First Posted: 1/26/2015

Alfred Hitchcock once said: “There is no terror in the bang, only in the anticipation of it.” There is no doubt that Hitchcock had an illustrious reputation for keeping his viewers full of suspense. Similarly, any writer who can manage to create a solid plot evoking such tactics, is sure to garner some popularity. In her recent novel, “The Girl on the Train,” author, Paula Hawkins, demonstrates that screenplay is not the only way to keep an audience on their toes.

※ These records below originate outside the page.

PR #1535, opened 2026-07-28
fix: enhance verse toolbar behavior with fullscreen panes

### LINKED ISSUE #1515: Mobile: verse toolbar interfering with fullscreen panes
Fullscreen panes like the Location tool's are being covered in large part by the mobile verse toolbar.

I expected the fullscreen panes to either hide or cover the mobile verse toolbar.

mazenemad:
fixes #1515


Blitzy:
> [!NOTE]

## Summary

This PR does a clean, well-scoped job on issue #1515. It fixes **both** halves of the reported problem:

1. **Toolbar covering the pane** — the verse toolbar is now *suspended* (not dismissed) whenever a pane covers the reader, so it no longer floats on top of the Locations map (and other fullscreen panes). The selection is kept, so the toolbar returns unchanged when the pane closes.
2. **Close/clear also closing the pane** (the follow-up reported in the [issue comment](https://github.com/HelloAOLab/seed-bible/issues/1515#issuecomment-5080358325)) — `?verse` was being counted as a "navigation" in the fullscreen-pane effect, so selecting or clearing a verse looked like a move and closed the pane the user had just opened. Dropping `?verse` from the location key fixes this.

The change is small (7 files, +225/−21), the intent is documented well in the comments, and the geometry cleanup (moving `position`/`inset`/`z-index` out of the inline style into `PaneLayout.css` so the mobile bottom inset can actually override it) is a genuine improvement over the old inline `bottom: 0` that silently defeated the media query.

I ran the new test file locally — all 3 tests pass (`test/unit/seed-bible/components/BibleReaderToolbar.test.tsx`). I also verified the mobile breakpoint used by the code (`MOBILE_BREAKPOINT = 480`, `isMobile = width <= 480`) matches the CSS `@media (max-width: 480px)`, and that the reserved `4.375rem` equals the documented toolbar box height (`0.5 + 3.25 + 0.625rem`). Both line up.

---

## Issues by severity

### 🟡 Low — a same-chapter sidebar-search result leaves the covering pane open, and a comment overstates the behavior

**Where:** `managers/SeedBibleStateManager.tsx` (the comment at lines 606–608) and `components/SidebarSearch/SidebarSearch.tsx` (`openSearchResult`, ~line 181).

The new comment on the fullscreen-pane effect says:

> Verse-level navigation that really should reveal the reader (a verse reference link, a search result) calls `closeFullscreenPanes` explicitly on its own path.

That's true for verse-reference links (`handleOpenVerseReference` calls `panes.closeFullscreenPanes()` at `SeedBibleStateManager.tsx:1265`) and for the desktop floating panels (`FloatingReaderPanels.tsx` calls it at lines 363/372/392/405). But it is **not** true for the sidebar search path: `SidebarSearch.tsx`'s `openSearchResult` calls `selectTranslationAndChapter(...)` **without** an explicit `closeFullscreenPanes()`, relying entirely on the book/chapter-change effect to reveal the reader.

Because the location key was narrowed from `book|chapter|verse` to `book|chapter`, that effect no longer fires when only the verse changes. So in the specific case where a search result lands in the **same book + chapter** the reader is already showing, the covering pane is not closed and the result stays hidden behind it.

Before this PR the old `book|chapter|verse` key would have caught that (the verse differed → location changed → pane closed), so this is a small behavior regression for that narrow case, not just a pre-existing gap.

**Reproduction (mobile viewport, ≤480px):**
1. Open a fullscreen pane over the reader (e.g. the Locations map) while the reader is on, say, John 3.
2. With that pane still open, open the sidebar search.
3. Search for and tap a result that is also in **John 3** (same book and chapter, different verse).
4. Observe: the reader loads/scrolls to that verse *behind* the pane, but the pane stays on top, so you don't see the result. (Tapping a result in a *different* chapter closes the pane correctly, because book/chapter changes.)

**Suggested fix** — make the sidebar-search path do what the comment already claims, so it doesn't depend on the book/chapter key changing:

```tsx
// components/SidebarSearch/SidebarSearch.tsx, in openSearchResult(...)
const targetTab = getOrCreateSearchTargetTab(state);
state.panes.closeFullscreenPanes(); // reveal the reader even for a same-chapter result
await targetTab.readingState.selectTranslationAndChapter(
  result.translationId,
  result.bookId,
  result.chapterNumber,
  { scrollToVerse: result.verseNumber ?? undefined }
);
```

If you'd rather not touch the search path, at minimum tighten the comment in `SeedBibleStateManager.tsx` so it doesn't claim the search path closes panes explicitly when the sidebar-search variant actually leans on the effect.

---

## Nits / optional

- **Manual visual check on mobile still worth doing.** The `4.375rem` bottom inset assumes `.sb-content-row` spans the full viewport height on mobile so that an `absolute` `bottom: 4.375rem` lines up with the `fixed` bottom bar. The math checks out and the unit tests cover the show/hide logic, but the tests don't assert pixel geometry — a quick look at the deployed branch on a real phone (the map pane's own footer/close controls sitting just above the bottom bar, no gap, no overlap) would confirm the reserved height is exact. Deploy link is in the PR's auto-comment.
- **No test for the same-chapter search case above.** If you take the suggested fix, a small test asserting a covering pane is closed when a search result resolves to the same book/chapter would lock it in.

Nothing here is blocking on its own — the core fix is correct and the low-severity item is a narrow edge case. Addressing it (or at least correcting the comment) would make the change airtight.

---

The novel begins with Rachel Watson, one of our three narrators. A recent divorcee, Rachel cannot cope with solitary life and resorts to filling the void with alcohol and a lot of imagination. Set in London, the story soon trails off from Rachel to Megan, then Anna. While each of the women are connected, it is Rachel that becomes most amplified throughout the text. Megan, who is essentially a stranger to Rachel, quickly becomes an obsession — a voyeuristic experience into what Rachel’s life could have been if she were more beautiful, more successful, more of something less than herself. When readers are introduced to Anna, we begin to sympathize further with Rachel, realizing she is the seemingly perfect second wife to Rachel’s now ex-husband, Tom.

A diminutive voice among the echoes of the night, Rachel lacks confidence in most aspects of her life, looking to strangers for solace as she imagines them in her head as a permanent reality: “My mother used to tell me that I had an overactive imagination; Tom said that, too. I can’t help it, I catch sight of these discarded scraps, a dirty T-shirt or a lonesome shoe, and all I can think of is the other shoe and the feet that fitted into them.”

However, when Megan, one of our key narrators goes missing, Rachel’s fixation turns to that of a detective as she begins to search out clues to Megan’s disappearance. Only problem is, Rachel begins to believe she may have had something to do with it. Here, we delve into the realm of the unreliable narrator — can we really trust Rachel when she cannot even trust herself? While it seems plausible Rachel is the most suspicious of the trio, readers come to find that each of the narrators are not who they seem, and therefore, we follow along the game of whodunit, bringing us down a narrow, dark hall of anticipation to a bang — signaling the final scene.